A limitation of the current study is that we considered a student population and, hence, we could not generalize our findings to the general population. For example, age and marital status may influence discounting and health state values [24], suggesting that results may be different when interviewing older or married individuals. Moreover, short durations, i.e., life expectancies (such as of 1 year), may be difficult to realistically consider for young individuals. On the other hand, this sample did allow long time horizons to be used in our study. Another limitation may be that some students might not have been able to understand the nature of the principal health condition (i.e., back pain). Also, looking at only one disease state limited generalizability. Therefore, future studies should investigate a sample representative for the general population and include more than one health state. Finally, we used the direct method to correct for discounting, which may have particular features, e.g., that people may value descending over ascending sequences. Comparing this method to other measures of discounting is therefore important.

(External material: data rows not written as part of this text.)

Issue #106, opened 2026-08-26
Calibrate the meaning-made 0.33 gate (world-evaluator.ts:643)


yoarajota:
## Summary

From the #96 goal-layer calibration (mock-only sweep, 2026-08-26), the only measured near-threshold in the goal layer is the hardcoded meaning-made gate `divergenceFromLog < 0.33` in `deriveMeaningMade` (packages/server/src/simulation/world/world-evaluator.ts:643). It sits outside the #96 sweep matrix (RD-4: weights x reviewEveryPulses x offerAcceptPulses), so it was intentionally NOT tuned there — tuning without evidence was rejected (ADR-0011 D-28). This issue tracks its dedicated calibration.

## Measured evidence

From docs/research/goal-layer/calibration-2026-08-26.md (sec 7) and evidence/goal-trajectory-sweep-2026-08-26.json:

- Closest approach to the gate on any measured sample: the healthy arc's pre-flip continue review — divergenceFromLog 0.326 at reviewEveryPulses=1 (1.2% margin under the 0.33 gate), 0.316 at cadence 10 (4.4%).
- Flip reviews that actually consulted the gate: healthy arc 0.253 at reviewEveryPulses=1 (23% margin), healthy arc 0.300 at cadence 10 (9.1%), world-briefly-wrong 0.307 (7.0% — the tightest gate-decisive margin).
- The contested window on the world-briefly-wrong arc measures 0.376 and correctly fails the gate (no false accept).
- The gate is server-side, hardcoded, and has no config path today.

Margin definition: (0.33 - divergenceFromLog) / 0.33. The tightest margin on any measured sample was 1.2% (a pre-flip continue review on the healthy arc at cadence 1); the tightest margin among flip reviews that consulted the gate was 7.0% (world-briefly-wrong).

## Follow-up sweep outline

- Elevate the constant to the `goalLayer` config section (optional field, default 0.33) or sweep a small grid (e.g. 0.25 / 0.30 / 0.33 / 0.36 / 0.40) over the healthy-achiever, world-briefly-wrong, and hollow-completion arcs at cadence 1 and 10.
- Success signal: false-reject rate (healthy/world-briefly-wrong arcs failing the gate) vs false-accept rate (contested windows passing it), plus a target flip-margin floor.
- Reuse the #96 harness (mock-only, zero wire calls, deterministic trajectories; pulse cap 120).

Related: #96, ADR-0011 (docs/adr/0011-goal-layer-threshold-calibration.md).

Issue #98, opened 2026-08-25
Docs research-readiness: lint step, source backfill, concept pages (R4 follow-through)


yoarajota:
## Context

The docs audit vs Karpathy's llm-wiki (#93 research R4) found `docs/` only partially
research-ready. This run fixed the pattern for NEW artifacts (docs/research/ packs, inline ADR
rationale, research log). This issue tracks the backlog repair the audit named:

## Scope

1. **Backfill dead citations**: `docs/architecture/emotion.md` cites Russell's Circumplex with no
   URL; `docs/notes/design-conversation-history.md` has bare `ScienceDirect` / `arxivUpenn` cites
   (no URL/title/date). Move to a `docs/research/` pack with a source-map or add inline `## Sources`.
2. **Docs lint step**: wired into the pipeline — dead relative links, archived-path references in
   committed docs, orphan concept pages, uncited claims, stale dates (precedent:
   `docs/eval/README.md` "Calibration-pending").
3. **Concept pages**: stop appending to `docs/concepts/concept-map.md` (29 concepts, 1372 lines);
   new concepts are atomic pages + catalog row (the goal-layer pattern). Optionally split historic
   concepts later.
4. **ADR template tweak**: new ADRs embed Rationale + Rejected Alternatives inline (done for
   0008/0009; document the convention).

## Acceptance criteria

- [ ] emotion.md + design-conversation-history.md citations re-derivable (URL/type/date/verification)
- [ ] Docs lint runs in the pipeline gate, first pass clean (or explicit waivers recorded)
- [ ] Convention documented (research pack layout + ## Sources footer + ADR inline rationale)

References: #93 (R4), `docs/research/goal-layer/` (the pattern this issue generalizes),
`docs/notes/discord/source-map.md` (in-repo template).

---
## Run context (fresh session)

- **Baseline branch**: `feat/emergent-goal-layer` @ `8d298df` — `docs/research/goal-layer/` (the pattern to generalize) exists ONLY there; PR pending. The files to repair (`docs/architecture/emotion.md`, `docs/notes/design-conversation-history.md`) are on `main`.
- **Decision IDs** resolve in the committed `docs/adr/0009-goal-layer-runtime-wiring.md` (D-3) — pipeline records are not committed.

yoarajota:
landed via PR #110 (merge 0ccdff7) — dead citations re-derived, docs-lint wired into the gate, conventions documented incl. the LLM-Wiki lineage.

Issue #97, opened 2026-08-25
Persist goal-layer state across restarts (sqlite registry backing)


yoarajota:
## Context

#93 shipped the `GoalRegistry` in-memory only (ADR-0009 D-4: in-memory Map + pure replay reducer
over committed world events). Restart continuity is currently covered by replay at near-zero cost;
durability is not a requirement of the V1 slice. This issue tracks the optional upgrade.

## Scope

1. Evaluate what must persist: registry state (proposals, accepted goals, verdicts, gap history,
   pending offers) vs what replay already reconstructs from committed events.
2. If a gap exists: sqlite backing behind the registry following the repo's persistence pattern
   (`packages/server/src/persistence/`), keeping the replay reducer as the source of truth and the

To conclude, our results are mixed evidence for the TTO method and the QALY model. CPTO was violated both for the usual definition and for a more generalized definition, with a variation between 0.72 and 0.81, which suggests that health quality and life duration are mutually dependent. Time preferences and heuristics are important determinants of the answers in TTO valuations, causing TTO scores to be influenced by contextual factors, like answering format (open-ended or close-ended) and availability of anchoring points. A policy implication of this study may therefore be that researchers can only compare results from using the same TTO variant, which includes anchor, elicitation procedure, and duration [25].